§ What you need to do: On every line of the listing, check for "Model"; copy the lines that have it.
────
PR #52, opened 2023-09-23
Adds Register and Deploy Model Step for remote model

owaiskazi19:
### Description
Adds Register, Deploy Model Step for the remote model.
────
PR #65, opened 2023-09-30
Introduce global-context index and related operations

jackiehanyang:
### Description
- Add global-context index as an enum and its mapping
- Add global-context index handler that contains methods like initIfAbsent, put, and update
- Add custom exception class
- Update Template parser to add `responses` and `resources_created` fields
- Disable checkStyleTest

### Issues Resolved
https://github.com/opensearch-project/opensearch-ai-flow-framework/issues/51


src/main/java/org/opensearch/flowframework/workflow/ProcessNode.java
────
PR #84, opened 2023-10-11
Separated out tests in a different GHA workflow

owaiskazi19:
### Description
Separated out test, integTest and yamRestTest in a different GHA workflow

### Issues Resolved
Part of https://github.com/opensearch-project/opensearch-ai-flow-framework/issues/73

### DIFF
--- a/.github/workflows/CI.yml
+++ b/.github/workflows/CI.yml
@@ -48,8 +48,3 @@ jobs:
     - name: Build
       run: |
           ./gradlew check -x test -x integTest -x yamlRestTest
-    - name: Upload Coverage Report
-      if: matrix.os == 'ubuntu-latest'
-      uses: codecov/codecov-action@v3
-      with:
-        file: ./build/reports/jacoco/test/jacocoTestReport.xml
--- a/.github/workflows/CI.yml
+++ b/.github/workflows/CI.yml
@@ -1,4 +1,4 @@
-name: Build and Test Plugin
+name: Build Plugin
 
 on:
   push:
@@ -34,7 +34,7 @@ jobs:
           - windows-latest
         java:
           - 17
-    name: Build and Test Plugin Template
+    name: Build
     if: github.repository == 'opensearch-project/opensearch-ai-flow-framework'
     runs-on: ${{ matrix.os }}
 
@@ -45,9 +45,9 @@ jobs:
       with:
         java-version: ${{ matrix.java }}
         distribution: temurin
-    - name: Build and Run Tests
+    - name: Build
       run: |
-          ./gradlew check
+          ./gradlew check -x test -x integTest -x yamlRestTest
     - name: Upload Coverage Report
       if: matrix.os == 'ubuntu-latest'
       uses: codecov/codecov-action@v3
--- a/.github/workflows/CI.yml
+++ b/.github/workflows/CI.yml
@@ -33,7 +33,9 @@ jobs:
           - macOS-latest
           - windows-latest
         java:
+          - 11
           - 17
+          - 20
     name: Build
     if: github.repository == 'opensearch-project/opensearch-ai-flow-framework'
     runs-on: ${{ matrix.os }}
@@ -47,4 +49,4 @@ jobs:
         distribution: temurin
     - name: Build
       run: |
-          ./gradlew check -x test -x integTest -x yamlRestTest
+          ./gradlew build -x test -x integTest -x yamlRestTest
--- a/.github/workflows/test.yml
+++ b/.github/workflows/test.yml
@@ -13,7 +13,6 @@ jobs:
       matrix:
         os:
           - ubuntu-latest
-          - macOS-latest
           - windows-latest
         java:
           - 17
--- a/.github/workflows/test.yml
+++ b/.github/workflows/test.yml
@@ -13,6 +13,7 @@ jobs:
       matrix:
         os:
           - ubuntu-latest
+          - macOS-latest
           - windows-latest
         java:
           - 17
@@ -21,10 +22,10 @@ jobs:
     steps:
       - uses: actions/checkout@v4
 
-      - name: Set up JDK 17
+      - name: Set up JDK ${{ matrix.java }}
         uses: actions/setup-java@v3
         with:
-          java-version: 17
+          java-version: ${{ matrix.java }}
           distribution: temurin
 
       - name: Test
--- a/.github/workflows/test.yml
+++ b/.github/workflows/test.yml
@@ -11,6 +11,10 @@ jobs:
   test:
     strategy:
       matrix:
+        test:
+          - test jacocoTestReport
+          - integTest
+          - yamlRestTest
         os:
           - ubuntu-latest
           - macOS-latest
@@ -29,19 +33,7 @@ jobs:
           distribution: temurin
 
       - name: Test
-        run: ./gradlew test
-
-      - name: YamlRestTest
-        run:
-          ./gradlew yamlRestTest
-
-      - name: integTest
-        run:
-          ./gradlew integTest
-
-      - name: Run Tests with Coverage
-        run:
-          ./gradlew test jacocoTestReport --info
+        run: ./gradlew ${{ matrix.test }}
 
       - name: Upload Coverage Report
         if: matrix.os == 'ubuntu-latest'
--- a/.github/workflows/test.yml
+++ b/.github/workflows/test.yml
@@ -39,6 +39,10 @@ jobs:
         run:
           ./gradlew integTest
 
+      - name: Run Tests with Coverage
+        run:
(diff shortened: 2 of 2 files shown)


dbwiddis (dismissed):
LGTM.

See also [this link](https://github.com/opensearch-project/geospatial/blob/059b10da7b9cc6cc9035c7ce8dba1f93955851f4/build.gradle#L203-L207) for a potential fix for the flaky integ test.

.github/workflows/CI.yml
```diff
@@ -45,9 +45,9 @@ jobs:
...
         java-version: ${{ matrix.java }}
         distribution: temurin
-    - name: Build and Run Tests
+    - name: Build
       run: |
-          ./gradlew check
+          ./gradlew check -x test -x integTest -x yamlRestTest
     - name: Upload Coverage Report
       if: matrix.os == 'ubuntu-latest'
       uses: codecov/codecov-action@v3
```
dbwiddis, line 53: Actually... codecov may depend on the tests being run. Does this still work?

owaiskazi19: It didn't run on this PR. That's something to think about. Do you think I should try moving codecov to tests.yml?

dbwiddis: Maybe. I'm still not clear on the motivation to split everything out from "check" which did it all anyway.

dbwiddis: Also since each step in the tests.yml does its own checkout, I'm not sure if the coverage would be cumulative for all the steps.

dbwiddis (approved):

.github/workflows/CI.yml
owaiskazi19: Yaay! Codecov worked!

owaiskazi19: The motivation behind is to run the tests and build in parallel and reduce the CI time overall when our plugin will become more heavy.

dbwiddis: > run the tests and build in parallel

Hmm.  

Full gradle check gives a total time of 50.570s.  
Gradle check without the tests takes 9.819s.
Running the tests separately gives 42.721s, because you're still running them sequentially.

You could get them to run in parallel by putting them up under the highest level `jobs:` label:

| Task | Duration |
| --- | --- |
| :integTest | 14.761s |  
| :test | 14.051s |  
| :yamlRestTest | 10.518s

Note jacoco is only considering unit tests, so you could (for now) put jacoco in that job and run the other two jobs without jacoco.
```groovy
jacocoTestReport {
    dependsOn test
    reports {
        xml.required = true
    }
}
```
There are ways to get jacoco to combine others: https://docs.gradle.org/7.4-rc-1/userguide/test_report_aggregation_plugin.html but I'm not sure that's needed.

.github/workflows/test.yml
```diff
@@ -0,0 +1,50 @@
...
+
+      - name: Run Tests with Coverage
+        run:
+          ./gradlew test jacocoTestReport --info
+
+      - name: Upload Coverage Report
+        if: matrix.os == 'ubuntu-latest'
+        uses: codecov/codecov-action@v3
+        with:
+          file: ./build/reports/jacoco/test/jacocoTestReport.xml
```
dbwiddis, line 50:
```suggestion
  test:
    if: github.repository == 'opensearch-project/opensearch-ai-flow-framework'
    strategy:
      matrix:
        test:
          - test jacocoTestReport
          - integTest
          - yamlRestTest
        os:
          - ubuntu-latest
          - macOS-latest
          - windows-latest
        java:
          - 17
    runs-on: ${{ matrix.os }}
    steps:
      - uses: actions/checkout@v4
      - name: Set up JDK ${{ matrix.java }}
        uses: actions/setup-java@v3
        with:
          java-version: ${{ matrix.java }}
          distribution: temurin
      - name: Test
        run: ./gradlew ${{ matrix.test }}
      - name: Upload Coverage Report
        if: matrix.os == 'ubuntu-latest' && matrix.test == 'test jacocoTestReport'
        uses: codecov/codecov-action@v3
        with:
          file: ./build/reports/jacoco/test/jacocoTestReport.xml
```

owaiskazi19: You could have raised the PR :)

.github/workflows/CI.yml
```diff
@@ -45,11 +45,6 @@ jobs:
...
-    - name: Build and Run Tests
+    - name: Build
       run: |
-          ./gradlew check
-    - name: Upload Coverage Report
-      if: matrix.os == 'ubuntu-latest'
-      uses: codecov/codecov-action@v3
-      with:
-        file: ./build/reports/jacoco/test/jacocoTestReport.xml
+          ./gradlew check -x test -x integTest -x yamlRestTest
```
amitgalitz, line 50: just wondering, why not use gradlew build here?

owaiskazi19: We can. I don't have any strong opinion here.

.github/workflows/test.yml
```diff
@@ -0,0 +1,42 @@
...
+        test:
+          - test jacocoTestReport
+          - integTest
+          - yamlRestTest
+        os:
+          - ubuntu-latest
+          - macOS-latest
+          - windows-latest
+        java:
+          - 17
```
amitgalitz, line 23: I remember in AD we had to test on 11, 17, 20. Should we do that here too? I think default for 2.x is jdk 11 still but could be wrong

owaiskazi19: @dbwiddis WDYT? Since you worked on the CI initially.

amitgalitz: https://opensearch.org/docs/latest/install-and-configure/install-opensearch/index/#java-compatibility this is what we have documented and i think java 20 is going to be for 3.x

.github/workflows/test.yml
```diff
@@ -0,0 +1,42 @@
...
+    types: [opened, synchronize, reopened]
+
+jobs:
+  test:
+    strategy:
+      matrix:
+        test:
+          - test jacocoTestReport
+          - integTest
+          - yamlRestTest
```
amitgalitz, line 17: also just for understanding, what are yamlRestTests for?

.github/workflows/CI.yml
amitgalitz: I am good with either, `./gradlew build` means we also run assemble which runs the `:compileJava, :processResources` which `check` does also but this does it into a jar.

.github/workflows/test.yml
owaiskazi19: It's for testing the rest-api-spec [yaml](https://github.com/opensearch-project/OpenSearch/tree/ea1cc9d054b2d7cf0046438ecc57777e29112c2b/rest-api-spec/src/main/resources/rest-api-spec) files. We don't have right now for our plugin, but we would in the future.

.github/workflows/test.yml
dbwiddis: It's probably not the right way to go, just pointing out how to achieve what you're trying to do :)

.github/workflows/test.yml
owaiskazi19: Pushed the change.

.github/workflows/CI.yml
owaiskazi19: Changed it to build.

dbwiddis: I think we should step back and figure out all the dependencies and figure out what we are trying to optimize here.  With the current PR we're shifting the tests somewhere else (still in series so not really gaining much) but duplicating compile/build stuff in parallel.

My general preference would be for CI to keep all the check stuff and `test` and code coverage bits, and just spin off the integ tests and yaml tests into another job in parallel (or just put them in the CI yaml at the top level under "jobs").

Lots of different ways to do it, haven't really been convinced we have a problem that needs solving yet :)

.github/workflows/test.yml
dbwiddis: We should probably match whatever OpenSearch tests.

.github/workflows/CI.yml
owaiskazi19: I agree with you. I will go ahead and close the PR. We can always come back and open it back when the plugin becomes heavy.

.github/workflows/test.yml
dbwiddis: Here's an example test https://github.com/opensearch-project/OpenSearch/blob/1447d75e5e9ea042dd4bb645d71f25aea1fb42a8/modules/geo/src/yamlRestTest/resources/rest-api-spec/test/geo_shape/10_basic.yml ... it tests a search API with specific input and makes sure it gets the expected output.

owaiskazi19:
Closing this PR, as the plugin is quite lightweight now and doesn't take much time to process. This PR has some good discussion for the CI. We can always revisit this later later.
────
§ Expected output:
Adds Register and Deploy Model Step for remote model
Adds Register, Deploy Model Step for the remote model.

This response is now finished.